Copley prevaricated, worried he might return to American none the better for the expense of Credit: Wikimedia Commons/Public Domainthe trip and with two years wasted on nothing more than glorified sightseeing; some believe Copley imagined the roads of Europe rife with bandits and cut-throats, just as a modern traveler might avoid Australia or Africa for fear of poisonous snakes or tropical diseases. For a few years, Copley remained in America and the field of portraiture, eventually creating perhaps his most renowned portrait, that of Paul Revere (then noted only as a silversmith) in 1769. The Boston Tea Party of December 1773 however, led to unrest, political disturbances and insecurity for Copley. The threat – or promise – of revolution made up Copley’s mind and in 1774, he left Boston for Europe, settling in London the following year. Copley never returned to America and many years passed before an American artist could prosper in his home country without needing to live elsewhere; while the artisans Benjamin Franklin appealed for in his Information to those who Would Remove to America (1782) left Europe for a new life, the artists still headed in the opposite direction study the classics of the Old World.

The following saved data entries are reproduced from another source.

PR #209, opened 2015-02-16
move the patients route setting into own function

jh-bate:
@jebeck how does this look? unless I am missing something I think i can also do away with the state.showPatientData also

### DIFF
--- a/app/app.js
+++ b/app/app.js
@@ -495,80 +495,72 @@ var AppComponent = React.createClass({
       /* jshint ignore:end */
     );
   },
+  setPatientsRoute : function(){
+    // Determine whether to skip the Patients page & go directly to Patient data.
+    // If I have invites to review then display the Patients page
+    //
+    // If there is only one patient you can see data for, go to the patient's data.
+    // Otherwise, display the Patients page.
+    if (_.size(this.state.invites) === 0) {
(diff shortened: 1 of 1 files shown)


app/app.js
```diff
@@ -495,80 +495,72 @@ var AppComponent = React.createClass({
...
+      patients: function(cb) {
+        self.fetchInvites(cb);
       }
-
+    },
+    function(err, results) {
+      self.setPatientsRoute();
+      self.renderPage = self.renderPatients;
+      self.setState({page: 'patients'});
+      trackMetric('Viewed Care Team List');
```
jebeck: Isn't this metric not necessarily correct since the route can vary?

jebeck:
Yes, I agree about getting rid of `state.showPatientData`. I don't think there's much value in having a boolean in the state that is determined exclusively by *other* parts of the state.

app/app.js
jh-bate: very true

jebeck:
I just had another look at this because I was looking at this part of the code to figure out my remaining issue with the name + data mismatch. This doesn't help, and I actually think we don't want to pull it in because it simplifies a bit too much - no access to the care team page at all anymore for people who only have access to their own data. Closing for cleanliness sake...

Once established in England, Copley turned his talents to a genre almost unheard of in America - history painting. With America still so young, no demand, or indeed source material, existed for works of art involving great battles or the deaths of noted politicians. Yet now free of such constraints, Copley painted some of his most famous works, such as The Copley Family (1776), Watson and the Shark (1778) and The Death of Major Pierson (1784). Later life saw Copley in decline, mired in debts and ill-health, but for a time, America’s greatest painter become one of the most celebrated in the artistic world, and it all owed to a painting of an ordinary boy, with extraordinary dreams, and his pet squirrel.
Boy with a Squirrel (1765) is available to view at the Boston Museum of Fine Arts.